**Task to carry out**
All of the data needs to come back exactly as written.

**Source material**
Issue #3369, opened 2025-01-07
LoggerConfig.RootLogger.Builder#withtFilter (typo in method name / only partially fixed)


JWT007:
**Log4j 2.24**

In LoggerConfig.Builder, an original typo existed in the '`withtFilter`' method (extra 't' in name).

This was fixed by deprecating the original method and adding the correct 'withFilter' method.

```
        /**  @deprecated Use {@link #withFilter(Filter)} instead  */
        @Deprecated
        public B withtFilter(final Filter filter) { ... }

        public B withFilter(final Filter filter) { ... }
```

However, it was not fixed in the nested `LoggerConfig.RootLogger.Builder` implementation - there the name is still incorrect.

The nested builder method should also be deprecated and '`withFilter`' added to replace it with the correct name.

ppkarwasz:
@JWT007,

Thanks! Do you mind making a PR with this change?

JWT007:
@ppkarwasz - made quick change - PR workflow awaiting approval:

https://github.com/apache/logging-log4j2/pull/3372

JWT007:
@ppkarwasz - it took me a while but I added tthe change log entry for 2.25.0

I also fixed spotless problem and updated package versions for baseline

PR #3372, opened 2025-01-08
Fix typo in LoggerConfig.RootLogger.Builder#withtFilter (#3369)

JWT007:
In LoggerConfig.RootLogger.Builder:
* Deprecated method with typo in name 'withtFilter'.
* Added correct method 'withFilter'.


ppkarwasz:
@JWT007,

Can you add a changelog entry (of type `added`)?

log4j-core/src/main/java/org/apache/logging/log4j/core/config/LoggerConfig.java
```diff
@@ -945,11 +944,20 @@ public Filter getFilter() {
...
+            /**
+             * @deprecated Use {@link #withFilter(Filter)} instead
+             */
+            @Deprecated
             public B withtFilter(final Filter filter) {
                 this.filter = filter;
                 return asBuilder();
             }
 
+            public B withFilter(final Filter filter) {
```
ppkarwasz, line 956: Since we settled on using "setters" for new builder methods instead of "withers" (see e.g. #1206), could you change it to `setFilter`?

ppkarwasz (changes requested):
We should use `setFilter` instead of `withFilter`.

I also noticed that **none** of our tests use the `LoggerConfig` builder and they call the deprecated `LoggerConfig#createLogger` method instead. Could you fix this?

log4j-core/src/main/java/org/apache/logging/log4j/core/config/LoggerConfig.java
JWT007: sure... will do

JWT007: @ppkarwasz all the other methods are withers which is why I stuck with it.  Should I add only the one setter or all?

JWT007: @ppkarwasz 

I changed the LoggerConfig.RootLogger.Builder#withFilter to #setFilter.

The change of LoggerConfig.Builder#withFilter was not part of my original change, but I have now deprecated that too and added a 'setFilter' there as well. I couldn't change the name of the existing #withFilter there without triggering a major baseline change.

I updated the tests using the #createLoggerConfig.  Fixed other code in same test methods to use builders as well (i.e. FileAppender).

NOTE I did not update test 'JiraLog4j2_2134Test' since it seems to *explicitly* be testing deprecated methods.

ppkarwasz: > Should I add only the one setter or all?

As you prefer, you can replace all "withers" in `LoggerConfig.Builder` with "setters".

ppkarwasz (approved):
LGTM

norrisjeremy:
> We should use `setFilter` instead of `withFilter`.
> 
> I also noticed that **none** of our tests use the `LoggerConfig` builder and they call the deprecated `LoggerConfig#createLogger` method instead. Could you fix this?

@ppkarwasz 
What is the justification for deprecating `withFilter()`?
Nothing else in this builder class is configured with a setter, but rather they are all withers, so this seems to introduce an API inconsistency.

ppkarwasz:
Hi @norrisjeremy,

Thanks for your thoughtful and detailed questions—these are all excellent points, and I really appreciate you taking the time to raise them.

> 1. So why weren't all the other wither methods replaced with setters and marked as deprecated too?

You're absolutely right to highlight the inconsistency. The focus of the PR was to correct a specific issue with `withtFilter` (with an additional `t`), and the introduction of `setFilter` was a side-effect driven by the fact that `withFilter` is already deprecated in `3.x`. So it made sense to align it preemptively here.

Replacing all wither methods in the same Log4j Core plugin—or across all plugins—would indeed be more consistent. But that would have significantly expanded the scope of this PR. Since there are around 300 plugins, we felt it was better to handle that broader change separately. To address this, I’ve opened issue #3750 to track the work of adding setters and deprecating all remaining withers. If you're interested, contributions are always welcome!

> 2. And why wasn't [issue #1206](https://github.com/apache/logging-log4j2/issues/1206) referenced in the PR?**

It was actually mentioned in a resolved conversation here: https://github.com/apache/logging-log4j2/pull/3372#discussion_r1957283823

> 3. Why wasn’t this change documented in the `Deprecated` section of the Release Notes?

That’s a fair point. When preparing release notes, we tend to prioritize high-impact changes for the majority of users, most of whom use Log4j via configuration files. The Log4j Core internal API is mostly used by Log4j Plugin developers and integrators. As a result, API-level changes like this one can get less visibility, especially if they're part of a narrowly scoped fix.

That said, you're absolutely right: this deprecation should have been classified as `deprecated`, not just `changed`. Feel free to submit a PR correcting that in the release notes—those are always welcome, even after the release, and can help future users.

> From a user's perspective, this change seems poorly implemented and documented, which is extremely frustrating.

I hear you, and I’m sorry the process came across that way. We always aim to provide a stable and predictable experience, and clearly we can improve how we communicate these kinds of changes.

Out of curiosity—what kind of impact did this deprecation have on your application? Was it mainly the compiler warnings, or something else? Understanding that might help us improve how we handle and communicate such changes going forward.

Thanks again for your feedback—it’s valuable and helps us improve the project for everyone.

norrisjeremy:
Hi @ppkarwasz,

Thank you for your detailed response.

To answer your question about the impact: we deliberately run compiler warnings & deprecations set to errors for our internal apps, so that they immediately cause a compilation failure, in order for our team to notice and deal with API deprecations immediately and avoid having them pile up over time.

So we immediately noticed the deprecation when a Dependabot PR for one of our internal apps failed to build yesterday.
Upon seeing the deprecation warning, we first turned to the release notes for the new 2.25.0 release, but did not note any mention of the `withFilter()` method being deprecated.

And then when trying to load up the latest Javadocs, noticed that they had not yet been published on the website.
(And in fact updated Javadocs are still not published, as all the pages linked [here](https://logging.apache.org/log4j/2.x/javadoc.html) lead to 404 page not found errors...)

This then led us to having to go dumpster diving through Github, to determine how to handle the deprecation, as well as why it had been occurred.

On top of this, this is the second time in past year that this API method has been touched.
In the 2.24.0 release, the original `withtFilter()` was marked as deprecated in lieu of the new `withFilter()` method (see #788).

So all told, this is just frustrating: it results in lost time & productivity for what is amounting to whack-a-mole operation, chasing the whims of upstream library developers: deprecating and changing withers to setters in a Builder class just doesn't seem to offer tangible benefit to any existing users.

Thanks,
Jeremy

**Result**
Issue #3369, opened 2025-01-07
LoggerConfig.RootLogger.Builder#withtFilter (typo in method name / only partially fixed)


JWT007:
**Log4j 2.24**

In LoggerConfig.Builder, an original typo existed in the '`withtFilter`' method (extra 't' in name).

This was fixed by deprecating the original method and adding the correct 'withFilter' method.

```
        /**  @deprecated Use {@link #withFilter(Filter)} instead  */
        @Deprecated
        public B withtFilter(final Filter filter) { ... }

        public B withFilter(final Filter filter) { ... }
```

However, it was not fixed in the nested `LoggerConfig.RootLogger.Builder` implementation - there the name is still incorrect.

The nested builder method should also be deprecated and '`withFilter`' added to replace it with the correct name.

ppkarwasz:
@JWT007,

Thanks! Do you mind making a PR with this change?

JWT007:
@ppkarwasz - made quick change - PR workflow awaiting approval:

https://github.com/apache/logging-log4j2/pull/3372

JWT007:
@ppkarwasz - it took me a while but I added tthe change log entry for 2.25.0

I also fixed spotless problem and updated package versions for baseline

PR #3372, opened 2025-01-08
Fix typo in LoggerConfig.RootLogger.Builder#withtFilter (#3369)

JWT007:
In LoggerConfig.RootLogger.Builder:
* Deprecated method with typo in name 'withtFilter'.
* Added correct method 'withFilter'.


ppkarwasz:
@JWT007,

Can you add a changelog entry (of type `added`)?

log4j-core/src/main/java/org/apache/logging/log4j/core/config/LoggerConfig.java
```diff
@@ -945,11 +944,20 @@ public Filter getFilter() {
...
+            /**
+             * @deprecated Use {@link #withFilter(Filter)} instead
+             */
+            @Deprecated
             public B withtFilter(final Filter filter) {
                 this.filter = filter;
                 return asBuilder();
             }
 
+            public B withFilter(final Filter filter) {
```
ppkarwasz, line 956: Since we settled on using "setters" for new builder methods instead of "withers" (see e.g. #1206), could you change it to `setFilter`?

ppkarwasz (changes requested):
We should use `setFilter` instead of `withFilter`.

I also noticed that **none** of our tests use the `LoggerConfig` builder and they call the deprecated `LoggerConfig#createLogger` method instead. Could you fix this?

log4j-core/src/main/java/org/apache/logging/log4j/core/config/LoggerConfig.java
JWT007: sure... will do

JWT007: @ppkarwasz all the other methods are withers which is why I stuck with it.  Should I add only the one setter or all?

JWT007: @ppkarwasz 

I changed the LoggerConfig.RootLogger.Builder#withFilter to #setFilter.

The change of LoggerConfig.Builder#withFilter was not part of my original change, but I have now deprecated that too and added a 'setFilter' there as well. I couldn't change the name of the existing #withFilter there without triggering a major baseline change.

I updated the tests using the #createLoggerConfig.  Fixed other code in same test methods to use builders as well (i.e. FileAppender).

NOTE I did not update test 'JiraLog4j2_2134Test' since it seems to *explicitly* be testing deprecated methods.

ppkarwasz: > Should I add only the one setter or all?

As you prefer, you can replace all "withers" in `LoggerConfig.Builder` with "setters".

ppkarwasz (approved):
LGTM

norrisjeremy:
> We should use `setFilter` instead of `withFilter`.
> 
> I also noticed that **none** of our tests use the `LoggerConfig` builder and they call the deprecated `LoggerConfig#createLogger` method instead. Could you fix this?

@ppkarwasz 
What is the justification for deprecating `withFilter()`?
Nothing else in this builder class is configured with a setter, but rather they are all withers, so this seems to introduce an API inconsistency.

ppkarwasz:
Hi @norrisjeremy,

Thanks for your thoughtful and detailed questions—these are all excellent points, and I really appreciate you taking the time to raise them.

> 1. So why weren't all the other wither methods replaced with setters and marked as deprecated too?

You're absolutely right to highlight the inconsistency. The focus of the PR was to correct a specific issue with `withtFilter` (with an additional `t`), and the introduction of `setFilter` was a side-effect driven by the fact that `withFilter` is already deprecated in `3.x`. So it made sense to align it preemptively here.

Replacing all wither methods in the same Log4j Core plugin—or across all plugins—would indeed be more consistent. But that would have significantly expanded the scope of this PR. Since there are around 300 plugins, we felt it was better to handle that broader change separately. To address this, I’ve opened issue #3750 to track the work of adding setters and deprecating all remaining withers. If you're interested, contributions are always welcome!

> 2. And why wasn't [issue #1206](https://github.com/apache/logging-log4j2/issues/1206) referenced in the PR?**

It was actually mentioned in a resolved conversation here: https://github.com/apache/logging-log4j2/pull/3372#discussion_r1957283823

> 3. Why wasn’t this change documented in the `Deprecated` section of the Release Notes?

That’s a fair point. When preparing release notes, we tend to prioritize high-impact changes for the majority of users, most of whom use Log4j via configuration files. The Log4j Core internal API is mostly used by Log4j Plugin developers and integrators. As a result, API-level changes like this one can get less visibility, especially if they're part of a narrowly scoped fix.

That said, you're absolutely right: this deprecation should have been classified as `deprecated`, not just `changed`. Feel free to submit a PR correcting that in the release notes—those are always welcome, even after the release, and can help future users.

> From a user's perspective, this change seems poorly implemented and documented, which is extremely frustrating.

I hear you, and I’m sorry the process came across that way. We always aim to provide a stable and predictable experience, and clearly we can improve how we communicate these kinds of changes.

Out of curiosity—what kind of impact did this deprecation have on your application? Was it mainly the compiler warnings, or something else? Understanding that might help us improve how we handle and communicate such changes going forward.

Thanks again for your feedback—it’s valuable and helps us improve the project for everyone.

norrisjeremy:
Hi @ppkarwasz,

Thank you for your detailed response.

To answer your question about the impact: we deliberately run compiler warnings & deprecations set to errors for our internal apps, so that they immediately cause a compilation failure, in order for our team to notice and deal with API deprecations immediately and avoid having them pile up over time.

So we immediately noticed the deprecation when a Dependabot PR for one of our internal apps failed to build yesterday.
Upon seeing the deprecation warning, we first turned to the release notes for the new 2.25.0 release, but did not note any mention of the `withFilter()` method being deprecated.

And then when trying to load up the latest Javadocs, noticed that they had not yet been published on the website.
(And in fact updated Javadocs are still not published, as all the pages linked [here](https://logging.apache.org/log4j/2.x/javadoc.html) lead to 404 page not found errors...)

This then led us to having to go dumpster diving through Github, to determine how to handle the deprecation, as well as why it had been occurred.

On top of this, this is the second time in past year that this API method has been touched.
In the 2.24.0 release, the original `withtFilter()` was marked as deprecated in lieu of the new `withFilter()` method (see #788).

So all told, this is just frustrating: it results in lost time & productivity for what is amounting to whack-a-mole operation, chasing the whims of upstream library developers: deprecating and changing withers to setters in a Builder class just doesn't seem to offer tangible benefit to any existing users.

Thanks,
Jeremy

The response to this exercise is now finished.